##### Input for this task
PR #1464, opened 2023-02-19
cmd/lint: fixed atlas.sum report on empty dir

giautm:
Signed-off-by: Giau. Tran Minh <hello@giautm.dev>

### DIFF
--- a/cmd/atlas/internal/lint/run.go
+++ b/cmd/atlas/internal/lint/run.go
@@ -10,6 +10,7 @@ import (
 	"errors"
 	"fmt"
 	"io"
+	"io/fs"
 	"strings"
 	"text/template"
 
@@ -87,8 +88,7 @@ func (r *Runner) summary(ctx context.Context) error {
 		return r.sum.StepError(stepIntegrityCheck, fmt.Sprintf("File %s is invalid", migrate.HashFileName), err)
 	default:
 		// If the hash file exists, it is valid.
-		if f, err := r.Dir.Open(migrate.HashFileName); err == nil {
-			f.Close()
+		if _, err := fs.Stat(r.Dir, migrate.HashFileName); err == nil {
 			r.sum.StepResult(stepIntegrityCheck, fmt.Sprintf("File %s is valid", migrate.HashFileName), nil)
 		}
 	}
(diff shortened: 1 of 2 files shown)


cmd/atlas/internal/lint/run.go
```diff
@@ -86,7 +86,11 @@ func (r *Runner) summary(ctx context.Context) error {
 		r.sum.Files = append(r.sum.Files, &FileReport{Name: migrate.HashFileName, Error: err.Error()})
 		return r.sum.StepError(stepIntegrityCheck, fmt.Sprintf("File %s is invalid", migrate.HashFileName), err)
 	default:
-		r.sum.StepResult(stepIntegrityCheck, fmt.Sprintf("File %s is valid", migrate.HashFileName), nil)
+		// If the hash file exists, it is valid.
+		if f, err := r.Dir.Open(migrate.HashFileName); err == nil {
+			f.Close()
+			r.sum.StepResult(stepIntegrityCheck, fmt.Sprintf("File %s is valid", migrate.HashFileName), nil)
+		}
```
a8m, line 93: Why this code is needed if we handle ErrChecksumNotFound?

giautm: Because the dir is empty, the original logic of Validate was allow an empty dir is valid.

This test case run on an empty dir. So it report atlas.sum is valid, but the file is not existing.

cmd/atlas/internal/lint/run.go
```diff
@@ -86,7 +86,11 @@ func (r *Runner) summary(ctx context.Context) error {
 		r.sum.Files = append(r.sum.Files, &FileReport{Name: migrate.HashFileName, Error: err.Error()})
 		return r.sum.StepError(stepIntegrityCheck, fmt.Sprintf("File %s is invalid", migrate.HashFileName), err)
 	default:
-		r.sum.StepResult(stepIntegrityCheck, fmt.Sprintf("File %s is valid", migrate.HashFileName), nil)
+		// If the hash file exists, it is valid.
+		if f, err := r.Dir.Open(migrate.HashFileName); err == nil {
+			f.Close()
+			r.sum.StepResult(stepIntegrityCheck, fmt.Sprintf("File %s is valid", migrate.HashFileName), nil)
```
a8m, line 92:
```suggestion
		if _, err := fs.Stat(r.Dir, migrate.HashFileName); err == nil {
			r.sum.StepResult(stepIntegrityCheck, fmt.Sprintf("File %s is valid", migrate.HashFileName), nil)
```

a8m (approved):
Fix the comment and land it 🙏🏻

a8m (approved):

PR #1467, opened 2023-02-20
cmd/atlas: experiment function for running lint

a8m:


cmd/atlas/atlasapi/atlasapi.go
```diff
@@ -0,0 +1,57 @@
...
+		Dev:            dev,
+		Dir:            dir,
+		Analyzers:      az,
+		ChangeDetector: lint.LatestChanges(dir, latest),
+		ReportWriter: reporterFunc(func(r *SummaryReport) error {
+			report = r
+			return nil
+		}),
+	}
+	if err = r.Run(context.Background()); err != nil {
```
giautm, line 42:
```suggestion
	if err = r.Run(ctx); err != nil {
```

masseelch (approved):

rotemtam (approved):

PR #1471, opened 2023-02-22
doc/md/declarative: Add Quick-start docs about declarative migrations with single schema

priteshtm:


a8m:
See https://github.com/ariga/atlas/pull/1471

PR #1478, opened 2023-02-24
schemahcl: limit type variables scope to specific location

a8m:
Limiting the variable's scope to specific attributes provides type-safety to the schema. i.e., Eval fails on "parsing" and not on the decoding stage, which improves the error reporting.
##########
##### Input for this task
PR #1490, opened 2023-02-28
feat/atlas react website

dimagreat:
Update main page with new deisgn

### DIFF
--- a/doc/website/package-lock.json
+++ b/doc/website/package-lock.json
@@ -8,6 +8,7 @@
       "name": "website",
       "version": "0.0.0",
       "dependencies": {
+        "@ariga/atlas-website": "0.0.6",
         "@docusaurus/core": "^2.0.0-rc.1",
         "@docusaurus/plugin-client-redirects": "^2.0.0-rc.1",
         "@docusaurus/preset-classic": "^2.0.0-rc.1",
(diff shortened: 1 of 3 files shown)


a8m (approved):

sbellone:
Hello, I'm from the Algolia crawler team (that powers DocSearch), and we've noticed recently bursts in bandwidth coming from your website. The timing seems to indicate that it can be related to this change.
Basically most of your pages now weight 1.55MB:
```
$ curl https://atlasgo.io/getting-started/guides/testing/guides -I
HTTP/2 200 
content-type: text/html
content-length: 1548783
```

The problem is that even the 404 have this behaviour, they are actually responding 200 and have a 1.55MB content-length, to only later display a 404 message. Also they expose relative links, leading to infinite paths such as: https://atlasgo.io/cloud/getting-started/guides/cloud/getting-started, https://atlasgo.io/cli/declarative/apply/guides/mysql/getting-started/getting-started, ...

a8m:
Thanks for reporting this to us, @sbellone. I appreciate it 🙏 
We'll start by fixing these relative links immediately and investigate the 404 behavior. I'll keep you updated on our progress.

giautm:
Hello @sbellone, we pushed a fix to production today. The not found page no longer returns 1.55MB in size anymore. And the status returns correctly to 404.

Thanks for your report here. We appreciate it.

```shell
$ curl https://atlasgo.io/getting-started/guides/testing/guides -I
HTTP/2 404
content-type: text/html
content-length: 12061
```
##########
## Exercise details
Of all the lines in the records, how many have the word "package"? Write only the number.

## Response box
2